[Material provided]:

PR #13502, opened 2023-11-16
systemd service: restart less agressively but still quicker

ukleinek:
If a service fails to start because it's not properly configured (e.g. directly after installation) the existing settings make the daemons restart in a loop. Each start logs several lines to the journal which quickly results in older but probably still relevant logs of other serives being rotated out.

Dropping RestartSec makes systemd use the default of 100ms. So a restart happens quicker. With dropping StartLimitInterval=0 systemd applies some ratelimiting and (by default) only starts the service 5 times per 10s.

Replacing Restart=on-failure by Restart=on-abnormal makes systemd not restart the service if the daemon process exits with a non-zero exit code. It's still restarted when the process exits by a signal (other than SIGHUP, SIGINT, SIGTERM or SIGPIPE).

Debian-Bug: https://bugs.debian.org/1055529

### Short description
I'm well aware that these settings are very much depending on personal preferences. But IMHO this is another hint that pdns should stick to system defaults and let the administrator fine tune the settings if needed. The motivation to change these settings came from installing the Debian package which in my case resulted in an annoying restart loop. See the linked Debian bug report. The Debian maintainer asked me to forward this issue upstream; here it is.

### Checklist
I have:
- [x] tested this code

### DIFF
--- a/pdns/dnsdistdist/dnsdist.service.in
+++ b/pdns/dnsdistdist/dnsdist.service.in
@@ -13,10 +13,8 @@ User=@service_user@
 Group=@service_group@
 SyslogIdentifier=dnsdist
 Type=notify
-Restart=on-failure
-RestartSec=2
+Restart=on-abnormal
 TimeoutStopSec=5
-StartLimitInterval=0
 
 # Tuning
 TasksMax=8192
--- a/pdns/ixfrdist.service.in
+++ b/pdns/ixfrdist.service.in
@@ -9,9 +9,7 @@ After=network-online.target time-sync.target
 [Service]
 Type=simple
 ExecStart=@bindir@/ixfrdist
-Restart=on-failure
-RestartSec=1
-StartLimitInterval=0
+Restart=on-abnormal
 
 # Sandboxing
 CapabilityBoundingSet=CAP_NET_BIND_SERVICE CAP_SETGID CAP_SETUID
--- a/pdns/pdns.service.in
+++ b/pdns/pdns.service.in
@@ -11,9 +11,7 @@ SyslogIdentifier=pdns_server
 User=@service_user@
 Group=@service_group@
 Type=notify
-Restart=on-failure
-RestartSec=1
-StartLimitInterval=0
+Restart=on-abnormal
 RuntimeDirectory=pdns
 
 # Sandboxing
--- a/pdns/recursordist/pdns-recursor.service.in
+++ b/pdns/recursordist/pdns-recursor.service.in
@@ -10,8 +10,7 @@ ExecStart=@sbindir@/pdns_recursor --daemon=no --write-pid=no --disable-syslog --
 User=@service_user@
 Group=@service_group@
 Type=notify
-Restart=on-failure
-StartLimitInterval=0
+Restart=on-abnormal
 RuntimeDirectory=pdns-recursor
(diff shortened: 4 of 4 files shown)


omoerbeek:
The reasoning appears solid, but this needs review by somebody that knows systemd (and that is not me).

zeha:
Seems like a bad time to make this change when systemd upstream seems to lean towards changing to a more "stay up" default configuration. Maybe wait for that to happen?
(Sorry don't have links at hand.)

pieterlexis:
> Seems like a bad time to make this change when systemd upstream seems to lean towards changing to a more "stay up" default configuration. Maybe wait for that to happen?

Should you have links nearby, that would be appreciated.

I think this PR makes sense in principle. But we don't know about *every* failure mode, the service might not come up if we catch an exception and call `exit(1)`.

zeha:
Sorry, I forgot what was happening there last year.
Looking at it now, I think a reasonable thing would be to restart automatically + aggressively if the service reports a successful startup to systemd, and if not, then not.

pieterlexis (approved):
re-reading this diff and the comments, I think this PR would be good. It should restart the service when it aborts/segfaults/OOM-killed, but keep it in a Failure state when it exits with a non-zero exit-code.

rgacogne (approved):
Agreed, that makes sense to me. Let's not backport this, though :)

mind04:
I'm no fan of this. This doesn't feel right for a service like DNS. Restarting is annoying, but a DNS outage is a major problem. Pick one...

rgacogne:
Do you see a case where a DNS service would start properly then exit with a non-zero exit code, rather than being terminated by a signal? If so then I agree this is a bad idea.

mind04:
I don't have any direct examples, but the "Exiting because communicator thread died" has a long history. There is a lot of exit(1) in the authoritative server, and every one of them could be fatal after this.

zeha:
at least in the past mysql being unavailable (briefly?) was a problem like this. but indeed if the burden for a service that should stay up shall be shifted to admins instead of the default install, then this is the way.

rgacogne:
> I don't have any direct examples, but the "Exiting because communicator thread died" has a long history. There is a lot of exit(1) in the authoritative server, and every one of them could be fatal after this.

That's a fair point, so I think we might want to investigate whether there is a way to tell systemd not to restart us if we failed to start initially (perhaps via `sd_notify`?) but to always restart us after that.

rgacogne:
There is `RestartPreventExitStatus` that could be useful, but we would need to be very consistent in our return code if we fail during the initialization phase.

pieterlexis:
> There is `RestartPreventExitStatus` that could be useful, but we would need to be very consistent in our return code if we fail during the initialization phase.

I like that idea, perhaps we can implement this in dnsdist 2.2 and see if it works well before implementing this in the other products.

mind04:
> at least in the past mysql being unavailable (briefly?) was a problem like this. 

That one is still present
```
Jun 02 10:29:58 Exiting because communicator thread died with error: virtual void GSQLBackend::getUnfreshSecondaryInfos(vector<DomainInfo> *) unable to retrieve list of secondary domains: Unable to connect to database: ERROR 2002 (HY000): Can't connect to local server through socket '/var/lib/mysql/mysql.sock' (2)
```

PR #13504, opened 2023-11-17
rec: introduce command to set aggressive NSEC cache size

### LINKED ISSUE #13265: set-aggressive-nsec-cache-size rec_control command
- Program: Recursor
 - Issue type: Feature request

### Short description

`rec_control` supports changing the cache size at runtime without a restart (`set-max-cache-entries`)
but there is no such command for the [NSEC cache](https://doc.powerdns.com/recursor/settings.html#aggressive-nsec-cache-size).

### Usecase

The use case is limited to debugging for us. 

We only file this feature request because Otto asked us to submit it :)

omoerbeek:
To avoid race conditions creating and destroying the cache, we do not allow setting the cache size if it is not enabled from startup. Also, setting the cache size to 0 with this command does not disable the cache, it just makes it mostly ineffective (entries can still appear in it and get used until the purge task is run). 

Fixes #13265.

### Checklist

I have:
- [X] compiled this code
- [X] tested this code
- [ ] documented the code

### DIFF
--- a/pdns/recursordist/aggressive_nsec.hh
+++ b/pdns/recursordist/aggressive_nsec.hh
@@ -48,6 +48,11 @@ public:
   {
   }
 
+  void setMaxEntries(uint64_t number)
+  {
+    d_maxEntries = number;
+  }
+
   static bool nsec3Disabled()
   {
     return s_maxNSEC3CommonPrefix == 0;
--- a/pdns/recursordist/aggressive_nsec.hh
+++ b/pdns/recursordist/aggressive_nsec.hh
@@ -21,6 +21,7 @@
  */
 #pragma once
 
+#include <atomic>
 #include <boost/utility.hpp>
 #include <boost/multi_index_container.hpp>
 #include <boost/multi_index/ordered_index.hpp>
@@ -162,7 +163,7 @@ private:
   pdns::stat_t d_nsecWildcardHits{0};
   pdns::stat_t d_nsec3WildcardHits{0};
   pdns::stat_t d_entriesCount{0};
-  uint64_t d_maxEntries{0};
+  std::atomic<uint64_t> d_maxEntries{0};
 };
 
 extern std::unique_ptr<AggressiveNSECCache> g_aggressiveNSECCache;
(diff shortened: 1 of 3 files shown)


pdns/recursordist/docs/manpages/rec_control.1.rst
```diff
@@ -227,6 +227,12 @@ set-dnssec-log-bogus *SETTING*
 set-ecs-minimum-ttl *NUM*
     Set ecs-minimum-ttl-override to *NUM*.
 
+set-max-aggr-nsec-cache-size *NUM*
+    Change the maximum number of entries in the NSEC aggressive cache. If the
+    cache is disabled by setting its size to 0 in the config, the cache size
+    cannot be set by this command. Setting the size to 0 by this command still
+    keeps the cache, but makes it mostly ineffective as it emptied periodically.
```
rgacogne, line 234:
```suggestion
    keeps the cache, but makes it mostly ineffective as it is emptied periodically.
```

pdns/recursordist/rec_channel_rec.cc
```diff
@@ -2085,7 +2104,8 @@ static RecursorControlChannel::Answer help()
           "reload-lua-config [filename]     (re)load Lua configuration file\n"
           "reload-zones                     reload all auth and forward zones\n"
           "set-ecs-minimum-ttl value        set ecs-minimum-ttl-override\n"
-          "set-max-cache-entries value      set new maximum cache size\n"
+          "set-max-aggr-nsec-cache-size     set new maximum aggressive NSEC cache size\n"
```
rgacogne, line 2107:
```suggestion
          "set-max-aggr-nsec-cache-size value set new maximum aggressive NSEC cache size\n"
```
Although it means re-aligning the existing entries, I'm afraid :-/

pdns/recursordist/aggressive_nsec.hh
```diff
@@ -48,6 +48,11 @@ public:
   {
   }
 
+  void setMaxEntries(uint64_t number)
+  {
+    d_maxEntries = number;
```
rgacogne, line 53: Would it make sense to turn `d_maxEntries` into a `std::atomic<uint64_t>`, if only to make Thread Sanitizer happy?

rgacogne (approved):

[Work instructions]:
Your answer should be the lines of the records that hold the string "tested".

[Response to the task]:
- [x] tested this code
- [X] tested this code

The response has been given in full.